I shoot #3 from woodies to mallards. #6 at teal


----------



## diger79 (Jan 2, 2012)

It really matters on how far are you taking the shots.I shoot mallards with #6 loads but there at 10 yars with there feet on the water.Shooting ponds where the shots are over 10 yards we shoot #2. Patternmaster choke tubes for over 10 yards.IC for under.


----------



## backwoods special (Jan 2, 2012)

I like to use num2 s an 4s depending on my location an I shoot a mod choke an i use hevi shot it seems to reach out an touch haven't lost a bird to it yet blind side holds a pattern but you gota find a load that best suits you dont switch up because you are use to that load which results in a bad shot or cripple


----------



## Killer Kyle (Jan 2, 2012)

So from what you're all telling me, it seems you experienced guys are shooting larger shot.  I've got a box of Hevi-Metal in 3 shot. I'm gonna give that a try for my next hunt.  Thanks guys!  Since my shots are long, I'm going to choke it down to Mod as well.  I'll be back on the water in a day or two and let you guys know how I do.  I appreciate your input fellas!


----------



## backwoods special (Jan 2, 2012)

No prob pm me an I can help u more I kill thr mess outa woodys but I use number2s an a mod ive made some unbelievably long shots an droped em


----------



## wingding (Jan 2, 2012)

Need to put your shot size and choke combo on some paper and see what it's doing at 40 yrds. then you'll know.


----------



## HALOJmpr (Jan 2, 2012)

shooting under 30 yards then #4 and you can even use a skeet choke.  shooting 25 + then #2 and a mod choke.  Good Luck!


----------



## cowhornedspike (Jan 2, 2012)

wingding said:


> Need to put your shot size and choke combo on some paper and see what it's doing at 40 yrds. then you'll know.



This. ^^  

I would also pattern it at 30 yds.  I would not shoot at ducks beyond 30 yds with #6 steel and would suggest that you step up to #4 for wood ducks and use #3 for most other ducks.


----------



## trophyslayer (Jan 2, 2012)

i shoot the exact same gun... IMO the modified factory choke with black cloud number 3s is the best all around load i have found for all types of duck hunting... havent tried it on honkers but i would assume it best to use bb on them.
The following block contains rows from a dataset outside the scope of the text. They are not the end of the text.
Issue #1429, opened 2022-11-25
Feature request: adding a hurdle cumulative family


sjwild:
I would like to know if there is any interest in adding a hurdle cumulative-type model. In a lot of survey research, for example, you will have a 5-point Likert scale along with a "Don't know" response option. A hurdle cumulative-type model would allow joint modeling of the "Don't know" responses and the Likert scale.

I have an example using brms and then modifying the resulting Stan code [here](https://github.com/sjwild/hurdle_ordered). (Note I did this using an "identity" link, which I will obviously fix).

I'm happy to initiate a pull request if there is interest.

paul-buerkner:
This could be an interesting family indeed. How much effort is it to first code it up as a brms `custom_family`? That way, it is already easily useable by other people and from there we can see if we want to support it as a built-in family too?

paul-buerkner:
Exciting, thank you! About the nlevels issue, I will think of a nice way to tell brms about the nlevels-2 requirement such that the workaround via an empty brmsfit object and stan code editing is no longer necessary.

sjwild:
That'd be awesome. I _think_ you can do it by modifying the `extract_nthres()` function [here](https://github.com/paul-buerkner/brms/blob/b83c0efaab0e2e9c7ab033635447acd5f3d6fc59/R/data-response.R#L604) to test the `family` argument in `brmsformula`. If `family` is either `hurdle_cumulative` or `ord_beta` (or whatever they are going to be called) then it would generate the correct number of thresholds.

Not sure how that might work if you do something like `y | thres(...) ~ .` Maybe it would be possible to specify an error message or something.

paul-buerkner:
I think, we could add another family `special` that tells how the number of categories relates to the number of thresholds. The default would be `-1` but we could flexibly set it to other values for new families. Once you are done with the custom family except for this point, let me know and I will see how to best implement this new special.

sjwild:
Works for me. I will let you know once I have it finalized.

paul-buerkner:
That looks good! Do you think you can prepare a PR implementing this as a built-in family? Asked differently, what would you need form my side to prepare such a PR?

sjwild:
I'll take a look through a few of the closed PRs to see how it was handled for other families. The one issue that will still need to be addressed is adding another `special` the allows us to modify the number of thresholds vs categories, so that we there are two fewer thresholds than categories.

paul-buerkner:
[...]

PR #1448, opened 2023-01-14
add hurdle_cumulative family to brms

sjwild:
This pull request implements the hurdle_cumulative family discussed in [issue 1429](https://github.com/paul-buerkner/brms/issues/1429).

I mostly followed the code for the ordinal families. I tried to follow [pull request 1310](https://github.com/paul-buerkner/brms/pull/1310), as it seem fairly complete. 

To demonstrate the family works, I produce a short [Rmd document](https://github.com/sjwild/hurdle_ordered/blob/main/test_supported_hurdle_cumulative_family.Rmd). You can see the html output [here](https://htmlpreview.github.io/?raw.githubusercontent.com/sjwild/hurdle_ordered/main/test_supported_hurdle_cumulative_family.html).

To get one of the supported link functions to work, it was necessary to edit `fun_cauchit.stan`. The function expects a `vector`, but the model block uses a for loop, so it is getting a `real` instead. This produces errors. 

One other thing comes up for `posterior_predict_hurdle_cumulative()` To get the proper proportion of values for `hu`, it's necessary to have `theta < hu`, which seems to run counter to other hurdle and zero-inflated families. 

Let me know if there are any changes I need to make or further tests/docs. 

This has been a fun learning experience, and I want to keep contributing to brms, so any advice/etc is helpful!

Steve


paul-buerkner:
Thanks! Upon a quick look, the PR already looks quite good. I will make some edits mostly to align the code structure with the rest of the brms code base.

Specific comments:

Changing the `cauchit.stan` functions that way will break other code that expects this to be a vector. I will check what can be done about it. In the worst case, I will just disallow cauchit link for hurdle_cumulative for now.

> One other thing comes up for posterior_predict_hurdle_cumulative() To get the proper proportion of values for hu, it's necessary to have theta < hu, which seems to run counter to other hurdle and zero-inflated families.

I am afraid I don't understand. Can you clarify a bit please?

paul-buerkner:
Ah, I think I understand the theta < hu now. You mean that the names are awkwardly chosen in previous hurdle models and it should actually be the other way round (changing theta and hu names), right? If so, I agree. Will change it accordingly in this PR:

paul-buerkner:
Thanks for offering to fix the naming conventions! I will let you know once I am done with my minor cleaning of the code.

As for the cauchit link, indeed this currently does not work as it should for some families apparently. But then, not many people seem to use it anyway :-D I will solve this separately but for now will revert the change.

paul-buerkner:
Okay, I have done some minor cleaning to your code and also fixed the awkward naming conventions in posterior_predict functions. Tests etc. pass for me. Is there anything you want to change or add before I merge?

Thank you for providing such a high quality PR! It was a pleasure reviewing this one :-)

sjwild:
No problem!

There is nothing I want to add to this particular one right now. If there is demand I'd like to add the ability to specify a hurdle value other than 0, because for survey data such responses are often coded as 99 or something similar. As well if there's enough demand I'd like to add a zero (or other level) inflated ordinal family, but there's a few issues to think through, including how to properly specify the level so it works for both ordered factor and integer responses, properly accounting for the other link functions, etc.

paul-buerkner:
Update: The cauchit link issue is now also fixed.

sjwild:
Awesome! Now I shall never use the cauchit link again :-p

PR #1451, opened 2023-02-06
Latent projection

fweber144:
This PR adds support for projpred's latent projection which has just been merged into projpred's `master` branch (see stan-dev/projpred#372).

### DIFF
--- a/R/projpred.R
+++ b/R/projpred.R
@@ -204,53 +204,17 @@ get_refmodel.brmsfit <- function(object, newdata = NULL, resp = NULL,
     }
   } else if (latent) {
     if (family$family == "cumulative") {
-      stopifnot(!is.null(family$cats))
-      draws_mat <- as_draws_matrix(object)
-      thres_regex <- paste0("^b", usc(combine_prefix(bterms)), "_Intercept\\[")
-      thres_draws <- prepare_draws(draws_mat, variable = thres_regex,
-                                   regex = TRUE)
-      if (ncol(thres_draws) > length(family$cats) - 1L) {
-        stop2("Currently, projpred does not support group-specific thresholds ",
-              "(argument `gr` of resp_thres()).")
-      }
-      # Note: Currently, `disc` should always be constantly 1 because
-      # distributional models are not allowed here.
-      disc_regex <- paste0("^", "disc", resp, "$")
-      disc_draws <- prepare_draws(draws_mat, variable = disc_regex,
-                                  regex = TRUE)
-      latent_ilink_tmp <- function(lpreds, cl_ref,
-                                   wdraws_ref = rep(1, length(cl_ref))) {
-        thres_agg <- projpred::cl_agg(thres_draws, cl = cl_ref,
-                                      wdraws = wdraws_ref)
-        disc_agg <- projpred::cl_agg(disc_draws, cl = cl_ref,
-                                     wdraws = wdraws_ref)
-        disc_agg <- as.vector(disc_agg)
-        lpreds_thres <- apply(thres_agg, 2, function(thres_agg_c) {
-          # Notes on dimensionalities (with S_agg = `nrow(lpreds)`):
-          # * `disc_agg` is a vector of length S_agg (because `disc` is not
-          #   predicted here),
-          # * `thres_agg` is S_agg x C_lat (with C_lat = `ncats - 1L` =
-          #   `nthres`) and thus `thres_agg_c` is a vector of length S_agg,
-          # * `lpreds` is S_agg x N (with N denoting the number of (possibly
-          #   new) observations (not necessarily the original number of
-          #   observations)).
-          disc_agg * (thres_agg_c - lpreds)
-        }, simplify = FALSE)
-        # Coerce to an S_agg x N x C_lat array:
-        lpreds_thres <- do.call(abind, c(lpreds_thres, rev.along = 0))
-        # Transform to response space, yielding an S_agg x N x C_cat array:
-        return(inv_link_cumulative(lpreds_thres, link = family$link))
-      }
-      c(args) <- list(latent_ilink = latent_ilink_tmp)
-      # Free up some memory:
-      rm(draws_mat)
+      c(args) <- list(
+        latent_ilink = get_latent_ilink_cumul(object = object, family = family,
+                                              bterms = bterms, resp = resp)
+      )
     }
-    # TODO: Add response-scale support for more families: For response-scale
-    # support, they all need a specific `latent_ilink` function; some families
-    # (those for which the response can be numeric) also require specific
-    # `latent_ll_oscale` and `latent_ppd_oscale` functions. The binomial family
-    # (and thereby also the brms::bernoulli() family) has response-scale support
-    # implemented natively in projpred.
+    # TODO: If requested by users, add response-scale support for more families:
+    # For response-scale support, they all need a specific `latent_ilink`
+    # function; some families (those for which the response can be numeric) also
+    # require specific `latent_ll_oscale` and `latent_ppd_oscale` functions. The
+    # binomial family (and thereby also the brms::bernoulli() family) has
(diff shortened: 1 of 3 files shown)


paul-buerkner:
Thanks! When will the new projpred be on CRAN? I want to keep the brms master branch CRAN releasable at any time and would not want to merge this PR if it prevented releasing brms for now.

fweber144:
> When will the new projpred be on CRAN?

I don't know yet, but the brms changes suggested here don't make brms dependent on the projpred version including the latent projection. Of course, that updated projpred version is needed for the latent projection, but all other projpred features are not affected. So even after merging this PR here, an older projpred version which excludes the latent projection can be used (for all features other than the latent projection). In particular, I was able to run brms's `R CMD check` with the current CRAN version of projpred. So concerning your comment

> I want to keep the brms master branch CRAN releasable at any time and would not want to merge this PR yet if it prevented releasing brms for now.

I think this PR should not prevent brms from being released on CRAN.

This is kind of a chicken-or-egg problem: Within projpred, we need to insert the brms version which supports the latent projection (currently, this is highlighted by a `TODO` comment in projpred, see https://github.com/stan-dev/projpred/pull/372#discussion_r1093152256). On the other hand, as you said, it would be desirable to have the latent projection in projpred's CRAN version before merging this brms PR here. So I thought the best solution would be to merge this brms PR and afterwards insert the current (GitHub) version number of brms into projpred. Even if brms would be published on CRAN before the projpred CRAN version includes the latent projection, users who might want to use the latent projection are instructed to use a projpred version > 2.3.0 (the current CRAN version) in the brms `NEWS` file (see https://github.com/paul-buerkner/brms/pull/1451/files#diff-51920e95310ebfbc1ae31709f3b95f89afffbf4f1a6e38e8b2b406e2fb6197ea), so they should realize that they need projpred's GitHub version (until the latent projection is included in a projpred CRAN version). Would you prefer to add such an instruction (to use a projpred version > 2.3.0) also to the documentation of argument `latent`?

Some technical details: The combination of this PR with projpred <= 2.3.0 is possible because `projpred::init_refmodel()`'s ellipsis (`...`, also exists in projpred <= 2.3.0) swallows up argument `latent` and any other arguments related to the latent projection that might be passed to `get_refmodel.brmsfit()`. So if users specify argument `latent` or other arguments related to it, these arguments simply become ineffective.

paul-buerkner:
Makes sense. I will review this PR and then merge.

fweber144:
Thanks! In any case, I'd like to have the latent projection in projpred's CRAN version soon, so it shouldn't take too long until it is available there.

R/projpred.R
```diff
@@ -13,8 +13,13 @@
 #' (see \code{\link[projpred:get_refmodel]{get_refmodel}} for details).
 #' If \code{NULL} (the default), \code{cvfun} is defined internally
 #' based on \code{\link{kfold.brmsfit}}.
+#' @param dis Passed to argument \code{dis} of
```
paul-buerkner, line 16: In which cases would this have to be added manually?

R/projpred.R
```diff
@@ -47,7 +52,8 @@
 #' plot(cv_vs)
 #' }
 get_refmodel.brmsfit <- function(object, newdata = NULL, resp = NULL,
-                                 cvfun = NULL, brms_seed = NULL, ...) {
+                                 cvfun = NULL, dis = NULL, brms_seed = NULL,
```
paul-buerkner, line 55: I prefer seed being kind of last. Can we do `latent, dis, brms_seed, ...` order?

R/projpred.R
```diff
@@ -194,6 +202,55 @@ get_refmodel.brmsfit <- function(object, newdata = NULL, resp = NULL,
         augdat_args_ilink = list(link = family$link)
       )
     }
+  } else if (latent) {
+    if (family$family == "cumulative") {
```
paul-buerkner, line 206: this looks like a lot of code overhead just for the cumulative family. Why is this necessary? 

And if it is necessary, can we perhaps move it to its own function to keep the code here a bit cleaner? I would like special cases to be stored away tidily rather than being around like this in the main function.

paul-buerkner (changes requested):
I have some small comments to address before merging.

R/projpred.R
fweber144: For the latent projection with the probit or the logit link, projpred can use an internal default (constantly 1 and 1.6, respectively), but for other links, there is no such internal default. Perhaps users can come up with some reasonable `dis` value(s) in the future, so it's better to keep this flexible. Apart from that, `dis` is an argument of `init_refmodel()` and previously, it wasn't possible to specify it when using `get_refmodel.brmsfit()`, so already from a conceptual point of view, I think it makes sense to keep this flexible.

R/projpred.R
fweber144: Sure. Perhaps `dis, latent, brms_seed, ...` since `dis` is a long-standing argument of `init_refmodel()` and `latent` is a new one?

R/projpred.R
fweber144: It's necessary to define argument `latent_ilink` which is a new argument within projpred, see [here](https://github.com/stan-dev/projpred/blob/543a7c3a93fcff12b2cf5fe3982323592ae4c729/R/extend_family.R#L26-L32) and [here](https://github.com/stan-dev/projpred/blob/543a7c3a93fcff12b2cf5fe3982323592ae4c729/R/extend_family.R#L131-L154). For the cumulative family, `latent_ilink` is basically `inv_link_cumulative()`, but the draws can be clustered or thinned (that's why I used `S_agg` in the inline comments).

fweber144: > And if it is necessary, can we perhaps move it to its own function to keep the code here a bit cleaner?

Yes, I can try to define `latent_ilink_tmp` outside of `get_refmodel.brmsfit()`. That will require handing over several objects (which is the reason why I didn't define it outside of `get_refmodel.brmsfit()` until now). I'll check how many and which objects are concerned.

R/projpred.R
paul-buerkner: I see. Makes sense.

R/projpred.R
paul-buerkner: okay.

R/projpred.R
paul-buerkner: Thank you! Perhaps just passing the brms object (and some projpred stuff) would be sufficient?

fweber144: Done (commit https://github.com/paul-buerkner/brms/pull/1451/commits/0ebe5ef7c87171835603cc268876f3abdd9cf11f). Could you check whether my changes are ok?

> Perhaps just passing the brms object (and some projpred stuff) would be sufficient?

Unfortunately not. At least `resp` is required, too. And I also passed `family` and `bterms` to the new `get_latent_ilink_cumul()` function, for efficiency.

R/projpred.R
fweber144: Done (commit https://github.com/paul-buerkner/brms/pull/1451/commits/c6268cdc206fa3ef1be82a1582dcaeb453b3b749).

R/projpred.R
paul-buerkner: I made some minor changes mainly due to my taste of code appearence. Can you check that I didn't break anything. Once I got your okay, I will merge this PR.

fweber144: Looks good, shouldn't break anything. I just noticed that you also removed the `rm(draws_mat)` statement. I guess this can lead to unnecessary memory usage (because `draws_mat` will continue to live in the environment of the returned function), but if you say this extra memory usage is ok, I'm fine with merging.

fweber144:
> ah I see. makes sense. I had overlooked this please add it back with a
comment for future me.

Done (commit fd090b8c).

paul-buerkner (approved):
looks good now. thank you!

fweber144:
No problem. Thanks for merging!

Issue #1452, opened 2023-02-07
Feature: Cure models


yananlong:
**Mixture cure models** are used in survival analysis when not all subjects are expected to experience the event(s) under investigation. As reviewed in [Amico and Van Keilegom (2018)](https://www.annualreviews.org/doi/full/10.1146/annurev-statistics-031017-100101), there exist two broad classes of cure models: *mixture cure models* and *promotion time/latent activation cure models*. For the former, we assume that the overall (population) survival function is a mixture of event (uncured) and cured subjects: $ S(t|x,z) = [1-p(z)] + p(z) S_u(t|x), $ where the event survival function ($ S_u $) can be parametric (e.g. Weibull) or non-parametric (Cox PH).

An example of mixture cure models can be found [here](https://github.com/yananlong/brms). I was only able to do log-normal and Weibull since log-logistic lccdf is [not available](https://github.com/stan-dev/math/issues/2657) in the stan math library, even though is more commonly used because the posterior has a closed form.

spinkney:
Is there any reason you can't just write the `log_logistic_lccdf` function yourself? It is easily written in Stan as
```stan
  real log_logistic_lccdf(real x, real alpha, real beta) {
    if (alpha <= 0) {
      reject("alpha must be > 0!");
    }
    if (beta <= 0) {
      reject("beta must be > 0!");
    }
    if (x < 0) {
      reject("x >= 0!");
    }
    
    return -log1p(x / alpha)^beta;
  }
```

PR #1453, opened 2023-02-07
Mixture cure models (Weibull and log-normal)

yananlong:
See [this issue](https://github.com/paul-buerkner/brms/issues/1452)


paul-buerkner:
Thank you! This looks like a very highy quality PR! I will go through it in the next couple of days.

yananlong:
Thanks for your prompt reply! I've actually found a couple of typos that have been fixed in a newer commit.

R/posterior_epred.R
```diff
@@ -485,6 +485,16 @@ posterior_epred_hurdle_lognormal <- function(prep) {
   with(prep$dpars, exp(mu + sigma^2 / 2) * (1 - hu))
 }
 
+posterior_epred_mixcure_lognormal <- function(prep) {
```
paul-buerkner, line 488: Why is it not possible to compute the expected value for these families?

R/stan-likelihood.R
```diff
@@ -889,6 +889,25 @@ stan_log_lik_hurdle_cumulative <- function(bterms, resp = "", mix = "",
...
 }
 
+stan_log_lik_mixcure_lognormal <- function(bterms, resp = "", mix = "", ...) {
+  p <- stan_log_lik_dpars(bterms, TRUE, resp, mix)
+  usc_logit <- stan_log_lik_dpar_usc_logit("inc", bterms)
+  lpdf <- paste0("mixcure_lognormal", usc_logit)
+  sdist(lpdf, p$mu, p$sigma, p$inc)
+}
+
+stan_log_lik_mixcure_weibull <- function(bterms, resp = "", mix = "", ...) {
```
paul-buerkner, line 899: It seems like `reqn` should always be true given the stan code of this model. If true, should the code below be changed or simplified?

inst/chunks/fun_mixcure_lognormal.stan
```diff
@@ -0,0 +1,30 @@
+/* mixcure lognormal (AFT) log-PDF of a single response
+ * identity parameterization of the incidence part
+ */
+real mixcure_lognormal_lpdf(real y, real mu, real sigma, real inc) {
```
paul-buerkner, line 4: can you add some empty lines between function definitions in both stan files? And add a little more doc at the top?

tests/local/setup_tests_local.R
```diff
@@ -1,5 +1,6 @@
 library(testthat)
 library(brms)
+library(mixcure)
```
paul-buerkner, line 3: Do we really need to load this package here?

tests/local/tests.models-6.R
```diff
@@ -0,0 +1,46 @@
...
+        control = list(adapt_delta = 0.825),
+    )
+    print(fit2, digits = 3)
+    print(prior_summary(fit2))
+    expect_range(posterior_summary(fit2)["b_Intercept", "Estimate"], 4.9, 5.1)
+    expect_range(posterior_summary(fit2)["b_inc_Intercept", "Estimate"], 0.95, 1.05)
+    
+    fit1 <- add_criterion(fit1, criterion = "loo" , moment_match = TRUE)
+    fit2 <- add_criterion(fit2, criterion = "loo" , moment_match = TRUE)
+    loo_compare(fit1, fit1)
```
paul-buerkner, line 45: I suggest adding additional tests to see if loo results are in a sensible range. Also please add tests for the posterior_predict method here (and for posterior_epred if implemented).

paul-buerkner (changes requested):
Overall, high quality PR! I have just a few comments and suggestions. What is more, I think it would make sense to add info about the mixcure models in the brms_families vignette.

.gitignore
```diff
@@ -9,3 +9,4 @@ tests/local/models_0.8.0.Rda
 tests/local/models_0.10.0.Rda
 tests/local/models_1.2.0.Rda
 tests/local/Rplots.pdf
+.ipynb*
```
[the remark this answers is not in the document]
yananlong: Sorry about that, I use jupyter lab for editing so I added that line to avoid adding the checkpoints files. Will fix this.

R/distributions.R
```diff
@@ -2052,6 +2052,107 @@ phurdle_lognormal <- function(q, mu, sigma, hu, lower.tail = TRUE,
...
+        1, -inc,
+        inc + do_call(
+            cdf,
+            c(list(q), pars, lower.tail = FALSE, log.p = TRUE)
+        )
+    ))
+    # take the limits of the distribution into account
+    out <- ifelse(q < lb, 0, out)
+    out <- ifelse(q > ub, -Inf, out)
+    if (lower.tail) {
```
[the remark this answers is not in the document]
yananlong: The convention is to use 2 spaces for indentation, correct?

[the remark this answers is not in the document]
paul-buerkner: Yes but what about the if statements afterwards?

paul-buerkner:
@yananlong Is this PR still something you are working on?

arnaudmgh:
Hello @yananlong and @paul-buerkner, 

I started modeling Lymphoma survival data using brms with the Weibull family. However, my posterior predictive survival curve decreases more or less like an exponential decay, the data curve can start very step and flattens at some point (i.e. high hazard followed by short hazard). I added a formula for the shape parameter `bf(time | cens(censor) ~ ..., shape ~ 1)` but it does not help fit much better.

I suspect I could fit the data better with a cure model. Is it something ready to use in brms? Or, should I pull this branch and try to install it in R?

Any guidance would be much appreciated. 

Best
Arnaud

paul-buerkner:
I will close this PR for now due to inactivity but please feel free to reopen it when you should find the time to work on it again.

yananlong:
Hi Paul and Arnaud,

Sorry I have shelved this project for now. I will probably return to it in November.

PR #234, opened 2022-05-05
230 restric create donations only for active or completed campaigns

Bunny303:
Added property in campaign model that allows donations to be done after terget amount is reached


kachar (approved):
A clever approach to the problem, thanks @Bunny303

PR #237, opened 2022-05-07
Added lib and function for generating hash

Bunny303:


kachar (approved):
Nice implementation @Bunny303 I hope the custom dictionary will cover our needs.

PR #239, opened 2022-05-11
Campaign-report and report-file api

nradkova:
- ReportFile model created
- CampaignReport model - updated - added notifierType and relation to ReportFile
- controllers and services for both entities are implemented

### DIFF
--- a/apps/api/src/app/app.module.ts
+++ b/apps/api/src/app/app.module.ts
@@ -43,6 +43,7 @@ import { WithdrawalModule } from '../withdrawal/withdrawal.module'
 import { CampaignTypesModule } from '../campaign-types/campaign-types.module'
 import { RecurringDonationModule } from '../recurring-donation/recurring-donation.module'
 import { TransferModule } from '../transfer/transfer.module'
+import { ReportFileModule } from '../report-file/report-file.module'
 
 @Module({
   imports: [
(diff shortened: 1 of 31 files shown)


kachar:
The report file brings so much complexity

Is it really a mandatory part of the flow?

nradkova:
@kachar It is predicted that a person can report and can attach files as a prove. Maybe it will be better to remove campaign-report from the support module so that the dependencies and complexity will be lower.

nradkova:
@kachar , please check the new module for the campaign report. I have moved it from the support module to a separate one.

Bunny303:
Is it an option campaign file to be reused for report file?

kachar:
Looks like we duplicate a lot of logic for uploading/storing a file

We might extract the common parts and reuse them for campaign-file and report-file

@Bunny303 is that what you're referring to?

Bunny303:
@kachar Yes, to extract common logic and reuse it. For types also could be extracted common properties.

nradkova:
@kachar, I do not know how to fix this GitGuardian Security Check. I reset all commits from today. Yesterday all checks passed successfully (today I just deleted some commented code in the report-file folder).  The problem is set to be in `Merge remote-tracking branch 'origin/master' into campaign-report-api -[c24d5fb]` - 11 days ago. Currently, my branch is up to date with `master`. As far as I can see the problem is in the `readme` and `env.local.example`, `manifests/keycloak-master-realm.json` files with Keycloak-Secret shown, but they are the same as in master (the secret is written there as well). Please, give me some guidance on how to fix the problem.

kachar:
@nradkova Thanks for bringing that up, indeed the git guardian check is triggered by the code in master branch. There's nothing we can do right now and there's no expectation that you fix the related code. You can freely focus on the feature instead.

Issue #168, opened 2022-03-29
Authentication token doesn't refresh after expiration


Kalin-Konstantinov:
There is a problem with the refresh token and it does not refresh after expiration. Also, when the token is not valid, it is not removed.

As i said in a past post i shot two woodies with one black cloud shell at about 30 yards full speed in the timber. One was completely fatal... head almost blown off and the other was winged enough for me to walk right up to without trying to get away.


----------



## Quail man (Jan 2, 2012)

all i shoot is woodies and i have a imp. cly. in my humpback, number 6s in flooded timber that i have a hole cut in the middle of with jap millet planted and there landen on my head, and number 4s in my 5 acre pond


----------



## tashwoo (Jan 2, 2012)

An imp cylinder will do its best between 30 and 35 yards, after that say a prayer. THe modified choke is really a great all around choke, in my opinion. I have used many different shells over the past few years trying to find my bread and butter. I have found the Hevi Shot #3's are great all around shells. I havent had any problems with cripples and have made some long shots. I recently picked up a mod. choke that is a waterfowl choke and is called the mid-range, it will shot 45 yards. Check it out. Best i can tell you to do is pattern your gun with your choke and shot to see what that will look like. Good luck, PM me if you need some help. BTW love that you shoot a Mossberg, i've got a 500 and 835, and lookign to add a 935 autoloader


----------